Per la superficialità che caratterizza l’uomo naturale, sempre pronto ad evitare responsabilità che chiamino in gioco le sue scelte più profonde, non è frequente sentire, a commento di certe affermazioni di Gesù, che abbia esagerato e da qui deriva la visione universalista del Vangelo, quella del “Ma sì, tanto perdonerà tutti” o de “l’inferno è qui, su questa terra, non può esservene un altro”. Ora che il Maestro a volte esagerasse era ciò che pensava Pietro che – fra due giorni secondo la cronologia di Marco – si stupirà del fico trovato seccato dicendogli “Maestro, guarda, l’albero che hai maledetto è seccato!” (Marco 11.21). Però, come insegna quell’episodio, ogni parola detta da Gesù si è avverata e soprattutto si concreterà puntualmente; non era venuto a scherzare, a enfatizzare dei concetti, ma le Sue parole hanno la stessa valenza di quelle della Legge, che non potevano essere prese con sufficienza. Se Dio non esagerava dandole a Mosè, Gesù fece altrettanto coi discepoli e con tutte le persone con le quali parlò.

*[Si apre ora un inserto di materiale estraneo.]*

PR #908, opened 2026-06-28
fix(db): serialize cold-start migrations behind one in-flight promise (#898)

hyiger:
Fixes #898.

## Root cause
`dbConnect()`'s migration block ran inline with no concurrency guard. Two concurrent first-connects could both pass the all-flags short-circuit and **both** execute it; the GH#232 nozzle-split pass mints clones, so a concurrent double-run created **duplicate `Name #N` nozzle clones**.

## Fix
Serialize the block behind a single `cached.migrationsPromise` — the first connect runs it, concurrent callers await the same promise. The per-migration success flags still make each step idempotent + independently retryable; the promise is cleared in a `finally` so a future connect retries any step whose flag didn't flip. **In-process only** — a multi-process deploy (two desktops / desktop + Docker on one Atlas) would still need a DB-level lock (out of scope per the issue).

## Tests
`tests/mongodb.test.ts`: two concurrent `dbConnect()` calls with a re-armed nozzle-split run it **once** (original + exactly one clone, not two). Existing 16 migration tests still pass; `tsc` + lint clean.

### DIFF
--- a/src/lib/mongodb.ts
+++ b/src/lib/mongodb.ts
@@ -4,6 +4,10 @@ interface MongooseCache {
   conn: typeof mongoose | null;
   promise: Promise<typeof mongoose> | null;
   uri: string | null;
+  /** GH #898 — the in-flight migration run, so two concurrent first-connects
+   *  can't both execute the migration block (the nozzle-split pass would mint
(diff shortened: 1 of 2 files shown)


hyiger:
@codex review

Abbiamo poi al verso 47 la citazione di un tempo dispensazionale nel senso che Gesù non è venuto per giudicare il mondo, come avverrà in futuro, ma per salvarlo in quanto, come Lui stesso disse, “venuto non per farsi servire, ma per servire e dare la propria vita in riscatto per molti” (Matteo 20.28). Credo proprio che Nostro Signore non avrebbe mai potuto venire al mondo (la prima volta) per giudicare e condannare: su quali basi? Non bastavano gli interventi punitivi di Dio riportati nelle Antiche Scritture, così esatti e chirurgici? Come condannare un mondo che non era stato messo in grado di scegliere da che parte stare, chi servire, a chi aderire, su chi basare la propria fede?
Venendo come servo, invece, e rivelandosi non solo come tale, ma in tutti i suoi aspetti salvifici, identificandosi nell’uomo, nel peccatore ma non nel peccato, trionfando su quel personaggio tremendo che è l’Avversario che nessun altro avrebbe potuto sconfiggere, lì veramente l’essere umano è stato posto di fronte a una scelta: credi in me e in Colui che mi ha mandato, oppure rifiutami.
Rifiutare Gesù Cristo non è semplicemente non credere a un personaggio storico o porre dei dubbi sul fatto che sia stato veramente Dio, ma è opporsi tanto all’amore del Padre nell’inviarlo quando al Suo nel morire per la creatura che, per quelle che erano le sue possibilità, avrebbe potuto solo “dimorare nelle tenebre”.
Gesù, Figlio di Dio ebbe questo compito e lo mantenne per tutta la vita; non è che visse tranquillamente fino al momento del Suo Sacrificio, anzi: ogni Sua parola, ogni miracolo, dottrina, esposizione, procedeva dal Padre e quindi fu il Padre, tramite Lui, ad avere una parola per ogni uomo, peccatore o convertito. Amen.